Friday, April 26, 2024
April 26, 2024

First COVID vaccine due to arrive in Island Health in new year

British Columbia health officials have announced that COVID vaccines will start to become available in limited numbers next week at two distribution centres in the Vancouver Coastal and Fraser health regions, with expansion to all regions including Island Health expected by early January.

“As we approach the winter solstice coming up, the longest night of the year, there is light ahead. And that light is shining a little brighter today,” provincial health officer Dr. Bonnie Henry said on Wednesday.

Speaking at a press conference along with Health Minister Adrian Dix and Immunize BC Operations Centre director Dr. Ross Brown, Henry was visibly excited by the news she had to share and the hope for widespread community immunization next spring. The program will start in a small-scale, targeted manner, however, due to vaccine supply limitations.

Henry said the limited doses available next week mean only the highest risk people will be vaccinated, according to a program set out by the National Advisory Committee on Immunization and agreed upon by authorities across Canada. This means frontline health-care workers first and then people living in long-term care facilities.

“We know the lives that are being taken and affected most are seniors and elders in long-term care and assisted living. In addition, we have to protect our strained health-care system so all of us can get the care we need, when we need it,” Henry said.  

While the roll-out will start with just one vaccine approved so far, Canada has purchase orders with seven different manufacturers. Henry said the types of people who can receive the vaccine and number of doses available will continue to increase through the winter. She expects around 380,000 people will be immunized by the end of March.

The province will at first receive just four trays of the vaccine made by Pfizer, which is the first to be approved in Canada, with 975 doses on each tray. Because this vaccine requires constant cooling at temperatures of -70 to -80 degrees Celsius, at first people will have to come to where the vaccine is stored. 

Moderna, whose vaccine is expected to be approved next, has less stringent cooling requirements and can be refrigerated for several days. This will allow health authorities to transport it to communities of need.
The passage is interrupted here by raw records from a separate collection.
Issue #1215, opened 2020-03-09
"View Submissions" button on leaderboard is not consistent


spMohanty:
Some submissions on the leaderboard do not have a "View Submissions" button.

<img width="1292" alt="Screenshot 2020-03-09 at 10 29 21" src="https://user-images.githubusercontent.com/1581312/76199916-00ffd400-61f1-11ea-9b87-bc82de7f0a32.png">

piotrekpasciak:
@spMohanty @shivam This is already deployed to production

PR #1217, opened 2020-03-09
Fix View button in leaderboards listing

piotrekpasciak:
Github issue:
https://github.com/AIcrowd/AIcrowd/issues/1215

### DIFF
--- a/app/views/leaderboards/_leaderboards.html.erb
+++ b/app/views/leaderboards/_leaderboards.html.erb
@@ -1,8 +1,7 @@
 <% leaderboards.each do |leaderboard| %>
   <%
-    participants            = leaderboard_participants(leaderboard)
-    challenge               = leaderboard.challenge
-    leaderboard_participant = leaderboard.participant
+    participants = leaderboard_participants(leaderboard)
+    challenge    = leaderboard.challenge
   %>
 
   <tr>
@@ -53,10 +52,10 @@
 
     <td class="text-right"><%= local_time(leaderboard.created_at, "%a, %e %b %Y %H:%M") %></td>
     <td class="text-right">
-      <% if leaderboard_participant.present? %>
-        <%= link_to challenge_submission_path(challenge, leaderboard.submission_id), class: 'btn btn-secondary btn-sm' do %>
-          View
-        <% end %>
+      <% if leaderboard.submitter_type != 'OldParticipant' && leaderboard.submitter.present? && leaderboard.submission.present? %>
+        <%= link_to 'View', challenge_submission_path(challenge, leaderboard.submission_id), class: 'btn btn-secondary btn-sm' %>
+      <% else %>
+        <%= link_to 'View', '#', class: 'btn btn-secondary btn-sm disabled disabled--with-pointer-events', title: 'Submitter or Submission was deleted' %>
       <% end %>
     </td>
   </tr>
--- a/app/assets/stylesheets/application-redesign.css.scss
+++ b/app/assets/stylesheets/application-redesign.css.scss
@@ -2733,6 +2733,11 @@ fieldset:disabled a.btn {
   pointer-events: none;
 }
 
+a.btn.disabled--with-pointer-events,
+fieldset:disabled a.btn {
+  pointer-events: initial;
+}
+
 .btn-primary {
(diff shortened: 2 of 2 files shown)


app/views/leaderboards/_leaderboards.html.erb
```diff
@@ -53,10 +52,11 @@
...
     <td class="text-right">
-      <% if leaderboard_participant.present? %>
-        <%= link_to challenge_submission_path(challenge, leaderboard.submission_id), class: 'btn btn-secondary btn-sm' do %>
-          View
-        <% end %>
+      <% if leaderboard.submitter.present? && leaderboard.submission.present? %>
+        <%= link_to 'View', challenge_submission_path(challenge, leaderboard.submission_id), class: 'btn btn-secondary btn-sm' %>
+      <% else %>
+        <!-- Submitter or Submission was deleted -->
+        <%= link_to 'View', '#', class: 'btn btn-secondary btn-sm disabled', disabled: true %>
```
nemaniarjun: Please check the [team helpers](https://github.com/AIcrowd/AIcrowd/blob/737f604ac807b86476e9d62f1703114303b2eae8/app/helpers/team_helper.rb) on how we can set tooltip text on the disabled button. 
AFAI remember you just need to set html title attrib

alkeshrails: Agree with @nemaniarjun , we should show title on disabled field.

piotrekpasciak: @nemaniarjun @alkeshrails I've added this comment as HTML 5 title tooltip.

app/views/leaderboards/_leaderboards.html.erb
```diff
@@ -53,10 +52,10 @@
 
     <td class="text-right"><%= local_time(leaderboard.created_at, "%a, %e %b %Y %H:%M") %></td>
     <td class="text-right">
-      <% if leaderboard_participant.present? %>
-        <%= link_to challenge_submission_path(challenge, leaderboard.submission_id), class: 'btn btn-secondary btn-sm' do %>
-          View
-        <% end %>
+      <% if leaderboard.submitter.present? && leaderboard.submission.present? %>
```
skbly7: This will break for UnknownParticipant leaderboards afaik. @nemaniarjun?

skbly7: Tested for UnknownParticipant and this thing will break:

image


```

      <% if participants.empty? %>	      <% if participants.empty? %>
        <%= image_tag default_image_url, class: 'avatar' %>	        <%= image_tag default_image_url, class: 'avatar' %>
        <span class="text-link">Unknown User</span>	        <span class="text-link">Unknown User</span>
      <% elsif participants.length == 1 %>	      <% elsif participants.length == 1 %>
        <%= link_to participant_path(participants[0]), title: participants[0].name, data: {toggle: :tooltip} do %>	        <%= link_to participant_path(participants[0]), title: participants[0].name, data: {toggle: :tooltip} do %>
          <%= image_tag participants[0].image_url, class: 'avatar' %>	          <%= image_tag participants[0].image_url, class: 'avatar' %>
          <span class="text-link"><%= participants[0].name %></span>	          <span class="text-link"><%= participants[0].name %></span>
        <% end %>	        <% end %>
      <% else %>	      <% else %>
```

^ Check line number 14 of this file, might make sense to do like that.

skbly7: Still will have the same error as described above, the if condition thing. Please go again from traceback screenshot above.

piotrekpasciak: @skbly7 Is there a URL address where I can replicate that error? I'm not sure how to replicate.

piotrekpasciak: I think the bug is a result of that some records on production have `submitter_type` of value: OldParticipant and we don't even have class like that.

piotrekpasciak: @skbly7 I've fixed issue described above, by additional if condition:
`leaderboard.submitter_type != 'OldParticipant'`

Fixing this issue properly would require major refactoring, thus I've decided to use fix above.

PR #1221, opened 2020-03-10
Fix nil exception on @current_round in leaderboards#index

piotrekpasciak:
Rollbar: 
https://rollbar.com/aicrowd-production/aicrowd-production/items/276/

### DIFF
--- a/app/views/leaderboards/index.html.erb
+++ b/app/views/leaderboards/index.html.erb
@@ -44,8 +44,8 @@
                 <% if @challenge.media_on_leaderboard %>
                   <th scope="col">Media</th>
                 <% end %>
-                <th scope="col"><%= @current_round.get_score_title %></th>
-                <% if @current_round.get_score_secondary_title.present? %>
+                <th scope="col"><%= @current_round&.get_score_title %></th>
+                <% if @current_round&.get_score_secondary_title.present? %>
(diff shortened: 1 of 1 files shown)


app/views/leaderboards/index.html.erb
```diff
@@ -44,8 +44,8 @@
                 <% if @challenge.media_on_leaderboard %>
                   <th scope="col">Media</th>
                 <% end %>
-                <th scope="col"><%= @current_round.get_score_title %></th>
-                <% if @current_round.get_score_secondary_title.present? %>
+                <th scope="col"><%= @current_round&.get_score_title %></th>
```
nemaniarjun: I am a bit concered about this function. I remember creating it but also thinking this is a weird place to be doing things like this. @skbly7 lets have a proper selection on the challenge edit page with "number of scores to use" could be anything from 1 score upto to 7 (current limit) and we can refactor the hacky code I wrote for multi-score support

skbly7: Yup, scoring thing and leaderboard in general needs to be improved. And this is something which should be present when we improve it.

I remember we had 2-3 calls discussion for just the leaderboard in the past, do you have doc of it? If ye, please share it in rails channel on Slack.

PR #459, opened 2026-09-05
Move protection into exp_scenario

bbassie:
The entity protection module moves to `exp_scenario/module/control/protection.lua` in the event_handler shape the other control modules use, and the copy in exp_legacy is removed. The config stays in `exp_legacy/config/protection.lua` for now, like nuke_protection.

Changes while moving: the config lookups are built as local sets instead of rewriting the config tables in place, the two `on_pre_player_mined_item` handlers become one, the entity and area key helpers are exposed so `protected_entities.lua` no longer keeps its own copies (that was a TODO), and the event ids are `Protection.on_player_mined_protected` and `Protection.on_repeat_violation`. The three callers (protection command, protection jail, discord alerts) are updated and the module is added in `control.lua`.

Lua lint is clean. Loaded on my dev instance together with the other scenario moves with 0 load errors.

This touches the line next to the one the jail PR changes in `protection_jail.lua`, so whichever merges second will need a one line rebase, which I will do.


Cooldude2606 (approved):
I have fixed the conflict, and also made the same change I did in Jail for the event name being redundant.

PR #461, opened 2026-09-05
Remove the warning system

bbassie:
Warnings were a moderator tool layered on top of reports and nothing used them beyond their own command and the player list button. This removes the legacy module and its config, the exp_scenario command and its five permissions, the seed entries, the discord alert block and config flag, the player list button, and the locale sections in en, zh-CN and zh-TW (scenario and legacy).

Reporting from the player list used to be hidden from players who could give warnings. Now anyone can report a player who is not report immune, which is what the command already allowed.

exp_roles tests pass (the seed test checks every seeded permission is still defined) and Lua lint is clean. Loaded on my dev instance together with the other scenario moves with 0 load errors and the warning commands no longer registered.

The seed edit lands in `exp_roles/seed.ts` here and moves to `exp_scenario/seed.ts` in the seed groups PR; git follows the rename on rebase. It also touches the line next to the jail PR's change in `player_list_actions.lua`, so whichever merges second needs a one line rebase, which I will do.


Cooldude2606 (approved):

Cooldude2606 (approved):
Fixed the conflict on this branch. Seed roles will need to rebase.

PR #464, opened 2026-09-05
Count kills and damage dealt from vehicles

### LINKED ISSUE #219: Kills done while in a vehicle arn't tracked
**Factorio version**
Version number: 1.1.37

**Scenario version**
Version number: 6.2.0

**Bug description**
The datastore statistics for player kills are not increased when the player is in a vehicle. The issue is because the filter during on_entity_died is too restrictive. There is a good chance that this issue also effects the on_entity_damaged event as this uses a similar filter.

**Reproduction method**
1. Get in any vehicle, such as a spidertron.
2. Kill biters.
3. Counter does not increase

**Expected behavior**
The counter should track all player kills.

bbassie:
Fixes #219.

The `DamageDealt` and `Kills` statistics only counted when `event.cause` was a character, so anything done from a car, tank, spidertron or locomotive was dropped. The cause is now resolved to a player through a `get_cause_player` helper: characters map to their player as before, and cars, spider vehicles and locomotives map to their driver, or their passenger when nobody is driving. Turrets, artillery and uncrewed trains still count for nobody, which matches the conclusion in the issue thread that automatic kills should not be credited.

Lua lint is clean and the scenario loads on my dev instance. I could not stage a vehicle kill headless, so the credit path itself is untested in game.

### DIFF
--- a/exp_legacy/module/modules/data/statistics.lua
+++ b/exp_legacy/module/modules/data/statistics.lua
@@ -113,16 +113,47 @@ if config.MachinesRemoved or config.TreesDestroyed or config.OreMined then
     Event.add(defines.events.on_player_mined_entity, on_event)
 end
 
+--- Vehicles which credit their driver, or failing that their passenger, with what they hit
+local crewed_vehicles = { car = true, ["spider-vehicle"] = true, locomotive = true }
+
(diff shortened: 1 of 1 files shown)


Cooldude2606 (approved):
Test locally including tank and running things over rather than using a weapon. All works as expected.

Henry said that after Dec. 14 there will be tens of thousands of doses on the way and the province will add an additional seven distribution sites, increasing that to 30 sites in January. The next tier of risk to be vaccinated will include teachers and essential workers in other fields than health, people over the age of 80, remote and vulnerable First Nations communities and people living in high-risk situations for transmission, such as homeless shelters.

“We have enough vaccine that we expect to receive between now and the end of March to cover those key populations. We do expect by the end of March and going into the spring there will be more vaccine products and more of the vaccines available to more rapidly spread out to people in the community,” Henry said.

Pfizer and Moderna both created their products as a new type of messenger RNA vaccine, which use synthetic genetic material. Henry said they have the advantage of being easy to produce in large quantities, but have not been tested on people under age 16, pregnant women, or people with compromised immune systems. The more traditional vaccines that are now in the approval stages will be safe for those people.

Henry said she believes by the end of March or early April, distribution of the vaccine can take place through more traditional means such as pharmacies and public health clinics. 

“Right now we don’t have enough vaccine to slow transmission across the province so our focus is to protect those who are most at risk,” she said.